Stored data entries
============

PR #1000, opened 2021-12-22
Added `auth_type` for multi-cloud states

nfx:
Added optional `auth_type` provider conf to enforce specific auth type to be used in very rare cases, where a single Terraform state manages Databricks workspaces on more than one cloud and `More than one authorization method configured` error is a false positive. Valid values are `pat`, `basic`, `azure-client-secret`, `azure-msi`, `azure-cli`, and `databricks-cli`.

### DIFF
--- a/common/client.go
+++ b/common/client.go
@@ -61,6 +61,10 @@ type DatabricksClient struct {
 	AzureTenantID      string `name:"azure_tenant_id" env:"ARM_TENANT_ID" auth:"azure"`
 	AzurermEnvironment string `name:"azure_environment" env:"ARM_ENVIRONMENT"`
 
+	// When multiple auth attributes are available in the environment, use the auth type
+	// specified by this argument. This argument also holds currently selected auth.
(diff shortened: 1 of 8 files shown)


common/client.go
```diff
@@ -233,28 +237,39 @@ func (c *DatabricksClient) Authenticate(ctx context.Context) error {
...
+			continue
+		}
 		authorizer, err := auth.configure(ctx)
 		if err != nil {
 			return c.niceAuthError(fmt.Sprintf("cannot configure %s auth: %s", auth.name, err))
 		}
 		if authorizer == nil {
 			continue
 		}
+		// even though this may complain about clear text loggin, passwords are replaced with `***`
```
alexott, line 263: `loggin` -> `logging`

alexott (approved):
lgtm

common/client.go
nfx: thanks, in the next pr

PR #1010, opened 2021-12-29
[exporter] interactive cli and notebooks

nfx:
Exporter has low adoption so far and it's related to the difficulty working with it. it's target use is interactive one-off export of PVC and ST deployments, so admin persona most likely will launch it in interactive mode without any env vars configured upfront. let's cater for this persona to roll out export with minimal SA assistance.

[asciicast](https://asciinema.org/a/Rv8ZFJQpfrfp6ggWddjtyXaOy)


exporter/importables.go
```diff
@@ -817,4 +817,65 @@ var resourcesMap map[string]importable = map[string]importable{
...
+		},
+		List: func(ic *importContext) error {
+			notebooksAPI := workspace.NewNotebooksAPI(ic.Context, ic.Client)
+			notebookList, err := notebooksAPI.List("/", true)
+			if err != nil {
+				return err
+			}
+			// TODO: emit permissions for notebook folders if non-default,
+			// as per-notebook permission entry would be a noise in the state
+			for offset, notebook := range notebookList {
```
alexott, line 840: We need to exclude `/Repos` from that list.

exporter/importables.go
```diff
@@ -817,4 +817,65 @@ var resourcesMap map[string]importable = map[string]importable{
...
+			}
+			return nil
+		},
+		Body: func(ic *importContext, body *hclwrite.Body, r *resource) error {
+			notebooksAPI := workspace.NewNotebooksAPI(ic.Context, ic.Client)
+			status, err := notebooksAPI.Read(r.ID)
+			if err != nil {
+				return err
+			}
+			contentB64, err := notebooksAPI.Export(r.ID, "SOURCE")
```
alexott, line 858: I would prefer to try to export as DBC first as it will keep results & things like dashboards/graphs that are lost when you use SOURCE mode.

alexott:
I'm really not sure about interactivity by default...

exporter/importables.go
nfx: but how much DBC exports is helping with migration to TF?.. the other concern is granularity of DBC - per user? what about the non-/Users folders, that are sometimes used?

exporter/importables.go
nfx: is it listed in workspace api?... mkay...

exporter/importables.go
alexott: You can get individual notebooks as DBC

alexott: Maybe export format should be configurable?

nfx:
@alexott why not interactivity by default? it's too difficult as it is now. breaking change - of course it is, but exporter is experimental, so we can do that.

exporter/importables.go
alexott: Yep, just re-checked with databricks cli

exporter/importables.go
nfx: if we're solving the problem of "re-architect this workspace for disaster recovery" or "migrate ST or PVC into MT" problems via TF, then we should provide good use-case by use-case migration tactics. If notebooks are considered application code, then it should be exported as source. repos are for everything else.

DBC is only meant for exporting bulks of notebooks, like Databricks Academy or Spark Summit cases.

exporter/importables.go
nfx: thanks!

alexott:
I just thought about this PR again. I see two additional issues:
* Permissions aren't emitted for notebooks
* We need to export workspace directories as well, and permissions for them. Otherwise, when we import everything back (for example, into new workspace), then permissions for directories will be set to admin

exporter/exporter_test.go
```diff
@@ -223,6 +224,11 @@ func TestImportingUsersGroupsSecretScopes(t *testing.T) {
 			meAdminFixture,
 			repoListFixture,
 			emptyGitCredentials,
+			{
+				Method:   "GET",
+				Resource: "/api/2.0/workspace/list?path=%2F",
+				Response: workspace.ObjectList{},
+			},
```
alexott, line 231: move into a separate fixture, like it's done for `emptyGitCredentials`, etc.?

exporter/importables.go
```diff
@@ -148,7 +148,7 @@ var resourcesMap map[string]importable = map[string]importable{
 			}
 			// libraries installed with init scripts won't be exported.
 			b := body.AppendNewBlock("resource", []string{r.Resource, r.Name}).Body()
-			relativeFile := fmt.Sprintf("${path.module}/files/%s", fileName)
+			relativeFile := fmt.Sprintf("${path.module}/%s", fileName)
```
alexott, line 151: won't it create a mix of too many files in the output location?

exporter/importables.go
```diff
@@ -896,4 +903,68 @@ var resourcesMap map[string]importable = map[string]importable{
...
+		Service: "notebooks",
+		Name: func(d *schema.ResourceData) string {
+			name := d.Get("path").(string)
+			if name == "" {
+				return d.Id()
+			} else {
+				name = strings.TrimPrefix(name, "/")
+			}
+			re := regexp.MustCompile(`[^0-9A-Za-z_]`)
+			return strings.ToLower(re.ReplaceAllString(name, "_"))
```
alexott, line 916: isn't it done already by normalizer in the context? it was your comment yesterday ;-)

exporter/importables.go
```diff
@@ -896,4 +903,68 @@ var resourcesMap map[string]importable = map[string]importable{
...
+				return err
+			}
+			// libraries installed with init scripts won't be exported.
+			b := body.AppendNewBlock("resource", []string{r.Resource, r.Name}).Body()
+			relativeFile := fmt.Sprintf("${path.module}/%s", fileName)
+			b.SetAttributeValue("path", cty.StringVal(r.ID))
+			b.SetAttributeRaw("source", hclwrite.Tokens{
+				&hclwrite.Token{Type: hclsyntax.TokenOQuote, Bytes: []byte{'"'}},
+				&hclwrite.Token{Type: hclsyntax.TokenQuotedLit, Bytes: []byte(relativeFile)},
+				&hclwrite.Token{Type: hclsyntax.TokenCQuote, Bytes: []byte{'"'}},
```
alexott, line 965: Create a function for tokens generation, as we have the same code in the DBFS file?

exporter/importables.go
nfx: There'll be two folders - files and notebooks.

exporter/importables.go
nfx: ToLower definitely not done, good idea to move it there tomorrow 😜

alexott: We need to remove that explicit normalization from more places, I see it in `databricks_global_init_script` & `databricks_repo`

exporter/exporter_test.go
nfx: a bit of overkill for 2 repetitions, but fine

alexott (approved):
looks good to me

PR #1011, opened 2021-12-30
Added explanation to HTTP 403 errors

### LINKED ISSUE #821: Handle HTTP 403 responses nicer
Debugging authentication with 20 different parameters is frequently frustrating, especially for TF first-time users. 

Enrich every HTTP 403 error with [niceError](https://github.com/databrickslabs/terraform-provider-databricks/blob/master/common/client.go#L243-L254) wrapper. As well as adding what authorizer was used for specific request, as people frequently forget about `~/.databrickscfg` having configured profiles.

cc @pohlposition

nfx:
Added `Using XXX auth` explanation to HTTP 403 errors, which should help troubleshooting misconfigured authentication or provider aliasing. Example error message now looks like: *cannot create group: /2.0/preview/scim/v2/Groups is only accessible by admins. Using databricks-cli auth: host=https://XXX.cloud.databricks.com/, token=`***REDACTED***`, profile=demo.* All sensitive configuration parameters (`token`, `password`, and `azure_client_secret`) are redacted and replaced with `***REDACTED***`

============

_What needs to be done_
Every entry is to be restated word for word, with nothing dropped.

_Solved problem_
PR #1000, opened 2021-12-22
Added `auth_type` for multi-cloud states

nfx:
Added optional `auth_type` provider conf to enforce specific auth type to be used in very rare cases, where a single Terraform state manages Databricks workspaces on more than one cloud and `More than one authorization method configured` error is a false positive. Valid values are `pat`, `basic`, `azure-client-secret`, `azure-msi`, `azure-cli`, and `databricks-cli`.

### DIFF
--- a/common/client.go
+++ b/common/client.go
@@ -61,6 +61,10 @@ type DatabricksClient struct {
 	AzureTenantID      string `name:"azure_tenant_id" env:"ARM_TENANT_ID" auth:"azure"`
 	AzurermEnvironment string `name:"azure_environment" env:"ARM_ENVIRONMENT"`
 
+	// When multiple auth attributes are available in the environment, use the auth type
+	// specified by this argument. This argument also holds currently selected auth.
(diff shortened: 1 of 8 files shown)


common/client.go
```diff
@@ -233,28 +237,39 @@ func (c *DatabricksClient) Authenticate(ctx context.Context) error {
...
+			continue
+		}
 		authorizer, err := auth.configure(ctx)
 		if err != nil {
 			return c.niceAuthError(fmt.Sprintf("cannot configure %s auth: %s", auth.name, err))
 		}
 		if authorizer == nil {
 			continue
 		}
+		// even though this may complain about clear text loggin, passwords are replaced with `***`
```
alexott, line 263: `loggin` -> `logging`

alexott (approved):
lgtm

common/client.go
nfx: thanks, in the next pr

PR #1010, opened 2021-12-29
[exporter] interactive cli and notebooks

nfx:
Exporter has low adoption so far and it's related to the difficulty working with it. it's target use is interactive one-off export of PVC and ST deployments, so admin persona most likely will launch it in interactive mode without any env vars configured upfront. let's cater for this persona to roll out export with minimal SA assistance.

[asciicast](https://asciinema.org/a/Rv8ZFJQpfrfp6ggWddjtyXaOy)


exporter/importables.go
```diff
@@ -817,4 +817,65 @@ var resourcesMap map[string]importable = map[string]importable{
...
+		},
+		List: func(ic *importContext) error {
+			notebooksAPI := workspace.NewNotebooksAPI(ic.Context, ic.Client)
+			notebookList, err := notebooksAPI.List("/", true)
+			if err != nil {
+				return err
+			}
+			// TODO: emit permissions for notebook folders if non-default,
+			// as per-notebook permission entry would be a noise in the state
+			for offset, notebook := range notebookList {
```
alexott, line 840: We need to exclude `/Repos` from that list.

exporter/importables.go
```diff
@@ -817,4 +817,65 @@ var resourcesMap map[string]importable = map[string]importable{
...
+			}
+			return nil
+		},
+		Body: func(ic *importContext, body *hclwrite.Body, r *resource) error {
+			notebooksAPI := workspace.NewNotebooksAPI(ic.Context, ic.Client)
+			status, err := notebooksAPI.Read(r.ID)
+			if err != nil {
+				return err
+			}
+			contentB64, err := notebooksAPI.Export(r.ID, "SOURCE")
```
alexott, line 858: I would prefer to try to export as DBC first as it will keep results & things like dashboards/graphs that are lost when you use SOURCE mode.

alexott:
I'm really not sure about interactivity by default...

exporter/importables.go
nfx: but how much DBC exports is helping with migration to TF?.. the other concern is granularity of DBC - per user? what about the non-/Users folders, that are sometimes used?

exporter/importables.go
nfx: is it listed in workspace api?... mkay...

exporter/importables.go
alexott: You can get individual notebooks as DBC

alexott: Maybe export format should be configurable?

nfx:
@alexott why not interactivity by default? it's too difficult as it is now. breaking change - of course it is, but exporter is experimental, so we can do that.

exporter/importables.go
alexott: Yep, just re-checked with databricks cli

exporter/importables.go
nfx: if we're solving the problem of "re-architect this workspace for disaster recovery" or "migrate ST or PVC into MT" problems via TF, then we should provide good use-case by use-case migration tactics. If notebooks are considered application code, then it should be exported as source. repos are for everything else.

DBC is only meant for exporting bulks of notebooks, like Databricks Academy or Spark Summit cases.

exporter/importables.go
nfx: thanks!

alexott:
I just thought about this PR again. I see two additional issues:
* Permissions aren't emitted for notebooks
* We need to export workspace directories as well, and permissions for them. Otherwise, when we import everything back (for example, into new workspace), then permissions for directories will be set to admin

exporter/exporter_test.go
```diff
@@ -223,6 +224,11 @@ func TestImportingUsersGroupsSecretScopes(t *testing.T) {
 			meAdminFixture,
 			repoListFixture,
 			emptyGitCredentials,
+			{
+				Method:   "GET",
+				Resource: "/api/2.0/workspace/list?path=%2F",
+				Response: workspace.ObjectList{},
+			},
```
alexott, line 231: move into a separate fixture, like it's done for `emptyGitCredentials`, etc.?

exporter/importables.go
```diff
@@ -148,7 +148,7 @@ var resourcesMap map[string]importable = map[string]importable{
 			}
 			// libraries installed with init scripts won't be exported.
 			b := body.AppendNewBlock("resource", []string{r.Resource, r.Name}).Body()
-			relativeFile := fmt.Sprintf("${path.module}/files/%s", fileName)
+			relativeFile := fmt.Sprintf("${path.module}/%s", fileName)
```
alexott, line 151: won't it create a mix of too many files in the output location?

exporter/importables.go
```diff
@@ -896,4 +903,68 @@ var resourcesMap map[string]importable = map[string]importable{
...
+		Service: "notebooks",
+		Name: func(d *schema.ResourceData) string {
+			name := d.Get("path").(string)
+			if name == "" {
+				return d.Id()
+			} else {
+				name = strings.TrimPrefix(name, "/")
+			}
+			re := regexp.MustCompile(`[^0-9A-Za-z_]`)
+			return strings.ToLower(re.ReplaceAllString(name, "_"))
```
alexott, line 916: isn't it done already by normalizer in the context? it was your comment yesterday ;-)

exporter/importables.go
```diff
@@ -896,4 +903,68 @@ var resourcesMap map[string]importable = map[string]importable{
...
+				return err
+			}
+			// libraries installed with init scripts won't be exported.
+			b := body.AppendNewBlock("resource", []string{r.Resource, r.Name}).Body()
+			relativeFile := fmt.Sprintf("${path.module}/%s", fileName)
+			b.SetAttributeValue("path", cty.StringVal(r.ID))
+			b.SetAttributeRaw("source", hclwrite.Tokens{
+				&hclwrite.Token{Type: hclsyntax.TokenOQuote, Bytes: []byte{'"'}},
+				&hclwrite.Token{Type: hclsyntax.TokenQuotedLit, Bytes: []byte(relativeFile)},
+				&hclwrite.Token{Type: hclsyntax.TokenCQuote, Bytes: []byte{'"'}},
```
alexott, line 965: Create a function for tokens generation, as we have the same code in the DBFS file?

exporter/importables.go
nfx: There'll be two folders - files and notebooks.

exporter/importables.go
nfx: ToLower definitely not done, good idea to move it there tomorrow 😜

alexott: We need to remove that explicit normalization from more places, I see it in `databricks_global_init_script` & `databricks_repo`

exporter/exporter_test.go
nfx: a bit of overkill for 2 repetitions, but fine

alexott (approved):
looks good to me

PR #1011, opened 2021-12-30
Added explanation to HTTP 403 errors

### LINKED ISSUE #821: Handle HTTP 403 responses nicer
Debugging authentication with 20 different parameters is frequently frustrating, especially for TF first-time users. 

Enrich every HTTP 403 error with [niceError](https://github.com/databrickslabs/terraform-provider-databricks/blob/master/common/client.go#L243-L254) wrapper. As well as adding what authorizer was used for specific request, as people frequently forget about `~/.databrickscfg` having configured profiles.

cc @pohlposition

nfx:
Added `Using XXX auth` explanation to HTTP 403 errors, which should help troubleshooting misconfigured authentication or provider aliasing. Example error message now looks like: *cannot create group: /2.0/preview/scim/v2/Groups is only accessible by admins. Using databricks-cli auth: host=https://XXX.cloud.databricks.com/, token=`***REDACTED***`, profile=demo.* All sensitive configuration parameters (`token`, `password`, and `azure_client_secret`) are redacted and replaced with `***REDACTED***`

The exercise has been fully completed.